Using SSL/TLS with Relativity

Version Note: This article describes the new TLS/SSL support in Relativity Server 9 and later. For using SSL with Relativity 8 or below please see here.

Setting up the Transport-Level Security (TLS) in Relativity Server is very easy in version 9.0 and later. There are three simple stops involved:

  1. Provide a TLS/SSL certificate to the Relativity Server
  2. Make sure that it was accepted by the server
  3. Enable TLS/SSL on the server channel

1. Provide a TLS/SSL Certificate

Relativity Server will automatically load any certificate found in a file named Relativity.p12 located in the Relativity Server's configuration folder.

Alternatively to manually placing this file, the Relativity Admin Tool allows you to either upload a local certificate file, or to have a self-signed certificate generate by the server:

This certificate file (whether uploaded, or manually placed on the server) should be a PKCS#12 certificate file without password.

Please note that by default some client OS (such as iOS or Windows Phone) will reject the self-signed certificates by default. You may need to manually register the certificate on the client, or you may neeed to add extra code to your client application to approve the certificate. See here for more information.
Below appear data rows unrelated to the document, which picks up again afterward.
PR #1323, opened 2019-08-13
[shopsys] commit migrations-lock.yml with other lock files when releasing

DavidOstrozlik:
| Q             | A
| ------------- | ---
|Description, reason for the PR| We want to have migrations-lock.yml present in every version so you don't need to commit it every time you start a new project
|New feature| Yes 
|Fixes issues| ... 

### DIFF
--- a/utils/releaser/src/ReleaseWorker/Release/CreateAndCommitLockFilesReleaseWorker.php
+++ b/utils/releaser/src/ReleaseWorker/Release/CreateAndCommitLockFilesReleaseWorker.php
@@ -8,7 +8,7 @@ use PharIo\Version\Version;
 use Shopsys\Releaser\ReleaseWorker\AbstractShopsysReleaseWorker;
 use Shopsys\Releaser\Stage;
 
-final class CreateAndCommitComposerLockAndPackageLockReleaseWorker extends AbstractShopsysReleaseWorker
+final class CreateAndCommitLockFilesReleaseWorker extends AbstractShopsysReleaseWorker
 {
     /**
      * @param \PharIo\Version\Version $version
@@ -16,7 +16,7 @@ final class CreateAndCommitComposerLockAndPackageLockReleaseWorker extends Abstr
      */
     public function getDescription(Version $version): string
     {
-        return 'Create and commit composer.lock and package-lock.json and [Manually] push it';
+        return 'Create and commit composer.lock, package-lock.json, and migrations-lock.yml and [Manually] push it';
     }
 
     /**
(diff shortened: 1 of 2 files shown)


utils/releaser/src/ReleaseWorker/Release/CreateAndCommitLockFilesReleaseWorker.php
```diff
@@ -33,15 +33,19 @@ public function getPriority(): int
...
     {
-        $this->symfonyStyle->note('Removing vendor/, node_modules/, composer.lock, and package-lock.json');
+        $this->symfonyStyle->note('Removing vendor/, node_modules/, composer.lock, migrations-lock.yml, and package-lock.json');
         $this->processRunner->run('rm -rf project-base/vendor');
         $this->processRunner->run('rm -rf project-base/node_modules');
         $this->processRunner->run('rm -f project-base/composer.lock');
         $this->processRunner->run('rm -f project-base/package-lock.json');
+        $this->processRunner->run('rm -f project-base/migrations-lock.yml');
         $this->processRunner->run('cd project-base && composer install && npm install');
+        $this->processRunner->run('cd project-base && php phing db-rebuild');
```
LukasHeinz: Why to rebuild?

DavidOstrozlik: Because we want to drop the old database and create new, fresh one with only the migrations that you need so you can generate right `migrations-lock.yml`

PetrHeinz:
Shouldn't this PR be retargeted to `7.3` so it helps with releasing `v7.3.x` and `v8.0.x` as well? To me, it's very similar to #1244 and #1264 in this respect.

utils/releaser/src/ReleaseWorker/Release/CreateAndCommitLockFilesReleaseWorker.php
```diff
@@ -33,23 +33,29 @@ public function getPriority(): int
...
         $this->processRunner->run('rm -f project-base/composer.lock');
         $this->processRunner->run('rm -f project-base/package-lock.json');
+        $this->processRunner->run('rm -f project-base/migrations-lock.yml');
         $this->processRunner->run('cd project-base && composer install && npm install');
 
         $this->processRunner->run('git add -f project-base/composer.lock');
         $this->processRunner->run('git add -f project-base/package-lock.json');
+
+        $this->processRunner->run('rm -rf project-base/vendor');
+        $this->processRunner->run('composer install');
```
TomasLudvik: This composer install is not necessary

DavidOstrozlik: It was added to ensure that application is still working after this step (that calling composer install in project base didn't brake anything)

PR #1324, opened 2019-08-13
[coding-standards] easy-coding-standard.yml: declare compliance with PSR-12

PetrHeinz:
| Q             | A
| ------------- | ---
|Description, reason for the PR| This PR bring compliance of our coding-standards package with [PSR-12](https://www.php-fig.org/psr/psr-12/). It uses the [PSR-12 set](https://github.com/Symplify/EasyCodingStandard/blob/master/config/set/psr12.yaml) in `Symplify/EasyCodingStandard` package for the automated checking.<br>Some parts of the standard are not checked by ECS yet (for example [multiline conditionals](https://www.php-fig.org/psr/psr-12/#51-if-elseif-else)) - this will probably be fixed in new versions of ECS in the future (we can even create a PR with new such fixers and help the PHP community).<br>There were no changes required in the code for compliance with the new standards.
|New feature| Yes 
|Fixes issues| ... 

### DIFF
--- a/packages/coding-standards/easy-coding-standard.yml
+++ b/packages/coding-standards/easy-coding-standard.yml
@@ -73,12 +73,7 @@ services:
     PHP_CodeSniffer\Standards\Squiz\Sniffs\WhiteSpace\LogicalOperatorSpacingSniff: ~
     PhpCsFixer\Fixer\ArrayNotation\ArraySyntaxFixer:
         syntax: short
-    PhpCsFixer\Fixer\Operator\BinaryOperatorSpacesFixer:
-        default: single_space
-    PhpCsFixer\Fixer\PhpTag\BlankLineAfterOpeningTagFixer: ~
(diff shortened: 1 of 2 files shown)


henzigo:
Hello, isn't this BC-break because you need to do some steps to upgrade your application. Otherwise, your CI may fail.

PetrHeinz:
@henzigo Well, I do get your point... But I don't really see this as a true BC break - it doesn't actually complicate things for the end users. They can fix every new violation to the CS using `php phing standards-fix` (and please note there wasn't actually anything to fix in `shopsys/project-base` in this PR).

Saying this is a BC break would probably also mean that every bug-fix in the coding-standards package (assuming it would fix something differently to the previous version) would have to be released in the next `MAJOR` version instead of a patch. This point of view would simply be impractical in the long-term. For example, see #1328, which has been merged into the planned patch version `v8.0.1-dev`.

henzigo:
Hello, what with this PR?

PR #1335, opened 2019-08-16
[shopsys] fix typos in translation messages and demo data

### LINKED ISSUE #884: check and fix translation and validation messages
### What is happening

i found out that there are some translation bugs based on english language where instead of word `than` there is used `then` and also there is some strange form of mail word like capitalized it is without dash but not capitalized with dash like `Email cannot be longer then` and `Please enter e-mail`
```
First name cannot be longer then {{ limit }} characters
Email cannot be longer then {{ limit }} characters
Password cannot be longer then {{ limit }} characters

```

### Expected result

have it fixed and maybe some checker for *.po files

PetrHeinz:
| Q             | A
| ------------- | ---
|Description, reason for the PR| The usage of "then" vs. "than" was corrected and the usage of "e-mail" was replaced by "email" in English translations. Changes were done according to our [BC promise](https://github.com/shopsys/shopsys/blob/v7.3.0/docs/contributing/backward-compatibility-promise.md#translation-messages).
|New feature| No 
|Fixes issues| resolves #884


PetrHeinz:
I just realized that some of these messages are in `shopsys/project-base`. We should just search and replace there (and create an upgrade note for this change), as modifying just the English translations have no added value there.

Also, I've noticed that 1 test scenario in `CustomerRegistrationCest` is dependent on the message `"This e-mail is already registered"` and fails now.

I'm marking this as a BC break as I don't have the time to finish it right now.

PetrHeinz:
Maybe we should split this PR to the changes to `shopsys/framework` and `shopsys/project-base`. The changes in `shopsys/framework` fix the majority of the typos (38/61) and don't suffer from the issues explained above - they'd be much easier to merge.

LukasHeinz:
This is connected to issue #884 where all this was reported.

LukasHeinz:
I recommend doing two PR - one to 7.3 and one to 9.0

PetrHeinz:
@LukasHeinz There is actually no BC break as the changes in `shopsys/project-base` are [excluded from our BC promise](https://github.com/shopsys/shopsys/blob/master/docs/contributing/backward-compatibility-promise.md#project-base-repository). Old version of `project-base` will work with the newer versions of `shopsys/framework` just fine - both the acceptance test and the translation message in question are in the project repository.

henzigo:
Will you rename those constants in next major release?

LukasHeinz:
@henzigo we will change the message ids in next major release. It is part of our release process.

PR #1338, opened 2019-08-16
[framework] restrict access to currency settings to superadmin

### LINKED ISSUE #791: Unexpected behavior of changing basic front-end currency on a domain
During prototyping of #745 we have found an unexpected behavior which may lead to an unpleasant surprise when encountered in production environment.

### What is happening
When changing a basic frontend currency on a domain in administration, the product prices are not recalculated or changed in any way. They remain the same, but in a different currency. This may happen without superadmin permission and without any warning or prompt.

**1. Front-end with CZK prices** (without any changes to demo data):
image

**2. Adminsitration -> Pricing -> Currencies** (without any changes to demo data):
image

**3. As an admin, I change the basic frontend currency on the first domain** (from CZK to EUR):
image

**4. As a customer, now I can see the same prices as before, but in a different currency** (without any recalculation, which means that all products are ~25&times; more expensive):
image

This issue might have gone unnoticed because automatic price type was a default value for products  before #595 was merged. Automatic product pricing did not suffer from this problem by being recalculated by the currency exchange rate.

### Expected result

The scenario above is either impossible or it's much more obvious that this is what will happen. I can think of some possible solutions:

- only a superadmin can make such a change
- this setting is moved to `domains.yml` instead of being editable in administration
- there is a *Are you really sure about this?* type of prompt (similar to removing a currency)
- all product prices for pricing groups on the edited domain are immediately recalculated using the currencies' exchange rates

As a side note, implementing the Money type as described in #745 might be a robust way to avoid similar situations in the future.

PetrHeinz:
| Q             | A
| ------------- | ---
|Description, reason for the PR| When changing a basic frontend currency on a domain in administration, the product prices are not recalculated or changed in any way. They remain the same, but in a different currency. This may happen without any warning or prompt. Because of this, I suggest restricting the access to currency setting to superadmin only.
|New feature| Yes 
|[BC breaks](https://github.com/shopsys/shopsys/blob/master/docs/contributing/backward-compatibility-promise.md)| No <br> ~~(for this reason, I've used `@Security` annotation instead of a record in `security.yml`, which is used for restricting access to other pages)~~<br>Record in security.yml is necessaary as it is project-base thing same as upgrading smoke tests. The app will not break when upgrade (except missing link to affected page). 
|Fixes issues| resolves #791 

### DIFF
--- a/packages/framework/src/Controller/Admin/CurrencyController.php
+++ b/packages/framework/src/Controller/Admin/CurrencyController.php
@@ -2,6 +2,7 @@
 
 namespace Shopsys\FrameworkBundle\Controller\Admin;
 
+use Sensio\Bundle\FrameworkExtraBundle\Configuration\Security;
 use Shopsys\FrameworkBundle\Component\ConfirmDelete\ConfirmDeleteResponseFactory;
 use Shopsys\FrameworkBundle\Component\Domain\Domain;
 use Shopsys\FrameworkBundle\Component\Router\Security\Annotation\CsrfProtection;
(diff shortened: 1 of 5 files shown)


pk16011990:
hi, what is missing for accepting?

2. Make sure that it was accepted by the server

To make sure everything is working, open your web browser and go to the address of your Relativity server on port 7098 (e.g. https://localhost:7098). If the page opens correctly, then the security certificate was successfully found, uploaded or generated, and was accepred by the Relativity Server.
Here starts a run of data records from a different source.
PR #1340, opened 2019-08-20
[framework] replace constant from other classes for value

sspooky13:
| Q             | A
| ------------- | ---
|Description, reason for the PR| What I know it's not good to use constants which can be changed in time and migrations must not adjust over time, right? So I changed these constants to their value.
|New feature| No 
|Fixes issues| ... 

P.S.: I didn't change classes with which I was not sure:

- [here](https://github.com/shopsys/shopsys/blob/master/packages/framework/src/Migrations/Version20190121094400.php#L107) is used `Doctrine\DBAL\Connection\Connection::PARAM_INT_ARRAY` constant and I don't know that is ok
- [I am not sure about using this constant](https://github.com/shopsys/shopsys/blob/master/packages/framework/src/Migrations/MultidomainMigrationTrait.php#L20)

Enable TLS/SSL on the server channel

In Relativity Admin, go to the 'Network Settings' page. The channel types Http, SuperHttp, Tcp and SuperTcp now all expose a new option called "Enable TLS" (unfortunately due to the platform restrictions HttpSys and SuperHttpSys channels will need to use the old, IIS-based workflow):

Enable the option and apply the changes, and your server should be all set for secure access.